## [Exercise prompt]
Be exact. Print each record as it stands.

## [Record excerpts]

PR #591, opened 2021-06-09
Remove deprecation message when using Tentacle.exe

desruc:
# Background

A deprecation message is shown when Octopus Client is used from the server/tentacle install location; however, when running legitimate `Tentacle.exe` commands, you still get the message.

# Results

This PR adds an optional `processName` parameter to the `CheckBasedOnApplication` function. If `processName` matches the active process, it returns out of the function and doesn't show the message.

The Tentacle check has been updated.


source/Octopus.Server.Client/LocationChecker.cs
```diff
@@ -18,13 +16,14 @@ public static void CheckAssemblyLocation()
...
                     return;
-                CheckBasedOnApplication(octopusRegNode, "Server");
-                CheckBasedOnApplication(octopusRegNode, "Tentacle");
+                // CheckBasedOnApplication(octopusRegNode, "Server");
+                CheckBasedOnApplication(octopusRegNode, "Tentacle", "tentacle");
             }
         }
 
-        private static void CheckBasedOnApplication(RegistryKey octopusRegNode, string application)
+        private static void CheckBasedOnApplication(RegistryKey octopusRegNode, string application, string processName = "")
```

## [Written answer]
PR #591, opened 2021-06-09
Remove deprecation message when using Tentacle.exe

desruc:
# Background

A deprecation message is shown when Octopus Client is used from the server/tentacle install location; however, when running legitimate `Tentacle.exe` commands, you still get the message.

# Results

This PR adds an optional `processName` parameter to the `CheckBasedOnApplication` function. If `processName` matches the active process, it returns out of the function and doesn't show the message.

The Tentacle check has been updated.


source/Octopus.Server.Client/LocationChecker.cs
```diff
@@ -18,13 +16,14 @@ public static void CheckAssemblyLocation()
...
                     return;
-                CheckBasedOnApplication(octopusRegNode, "Server");
-                CheckBasedOnApplication(octopusRegNode, "Tentacle");
+                // CheckBasedOnApplication(octopusRegNode, "Server");
+                CheckBasedOnApplication(octopusRegNode, "Tentacle", "tentacle");
             }
         }
 
-        private static void CheckBasedOnApplication(RegistryKey octopusRegNode, string application)
+        private static void CheckBasedOnApplication(RegistryKey octopusRegNode, string application, string processName = "")
```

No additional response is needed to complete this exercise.